Указав на то, что нужно для историка (обширная начитанность, логика и риторика), изложив правила исторической критики, Татищев перечисляет источники русской истории, которые разделяет на: 1) общие (Несторов Временник, Степенная книга, Хронограф, Синопсис); 2) предельные, т. е. местные летописи; 3) акты; 4) участные, т. е. биографии, описания отдельных событий, жития святых. Краткие отзывы о разных перечисленных источниках вообще правильны; между материалов Татищев упоминает и о таких сочинениях, которые были известны ему только по имени и которых, несмотря на все старания, он нигде отыскать не мог. Но если сам Татищев откровенно говорит, какие книги у него были и какие он знает только по имени, подробно рассказывая, какие из них находились у кого из известных людей, то, видя такую добросовестность, имеем ли право обвинять его в искажениях, подлогах и т. п.? Если б он был писатель недобросовестный, то он написал бы, что все имел в руках, все читал, все знает. Мы имеем полное право в его своде летописей принимать одно, отвергать другое, но не имеем никакого права в неправильности некоторых известий обвинять самого Татищева.

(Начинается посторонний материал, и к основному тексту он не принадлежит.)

Issue #990, opened 2023-04-11
Clicking a UI button too often causes every second button press to drop


Bits360:
**Issue description:**

When clicking a UI button too often, without moving your mouse, every second button press will be dropped, not displaying that the button has been pressed, or registering input.

No logs (does not throw an error.)

**Steps to reproduce:**

Click any button repeatedly without moving your mouse (there is some strange cooldown when it is not moved, which isnt intended, and is rather annoying)

**Minimal reproduction project:**

[MyDebugProject1.zip](https://github.com/FlaxEngine/FlaxEngine/files/11205557/MyDebugProject1.zip)

**Flax version:**

1.5 latest on launcher (also tested in 1.4, both on a fresh reinstall of the engine to ensure that wasnt the problem)

mafiesto4:
Fixed in #1582

PR #1582, opened 2023-10-01
Handle double clicking in CheckBox, Button, Dropdown and DropPanel.

MineBill:
The aforementioned UI controls don't handle double clicks, which means every second(depends how fast the user is clicking) mouse down event gets swallowed by the `OnMouseDoubleClick` method. This is not *really* a problem per se but it's kind of annoying when you want to spam-click a button or a checkbox and makes the UI feel a bit more responsive.
Below are two videos showcasing the change. In both videos i click as fast as i can:

https://github.com/FlaxEngine/FlaxEngine/assets/30367251/a2465073-781a-4d45-b0be-6f68af071b56

https://github.com/FlaxEngine/FlaxEngine/assets/30367251/333b5800-f077-4795-aa16-d778e19487d2

### DIFF
--- a/Source/Engine/UI/GUI/Common/Button.cs
+++ b/Source/Engine/UI/GUI/Common/Button.cs
@@ -315,6 +315,28 @@ namespace FlaxEngine.GUI
         }
 
         /// <inheritdoc />
+        public override bool OnMouseDoubleClick(Float2 location, MouseButton button)
+        {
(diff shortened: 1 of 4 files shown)


Menotdan:
Haha you have no idea how much I really wanted this fixed
I click around a lot and fidgeting with buttons not working was frustrating to a high degree

Tryibion:
Related: #990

Сперва Татищев начал было сочинять "историческим порядком, сводя из разных мест к одному делу, и наречием таким, как ныне наиболее в книгах употребляем". Но ясный смысл, к счастью, заставил Татищева переменить намерение: он нашел в списках летописи разногласия, причем, сочиняя историю, разумеется, должен был выбирать; кроме того, списки находились в разных руках, отчего могли затеряться, ссылаться на них нельзя, "и если б, по словам Татищева, наречие и порядок их переменить, то опасно, чтоб и вероятности не погубить". Это заставило Татищева свести все списки "тем порядком и наречием, каковые в древних находятся, собирая из всех полнейшее и обстоятельнейшее в порядок лет, как они написали, не переменяя, не убавливая из них ничего, кроме ненадлежащего к светской летописи, яко жития святых, чудеса, явления и проч., которые в книгах церковных обильнее находятся, но и те по порядку некоторые на конце приложил, також ничего не прибавливал, разве необходимо нужное для выразумения слово положить, и то отличал вместительною". Потом, думая, что такой свод будет невразумителен для большинства читателей и особенно неудобен для перевода на иностранные языки, Татищев перевел его на употребительный в его время язык.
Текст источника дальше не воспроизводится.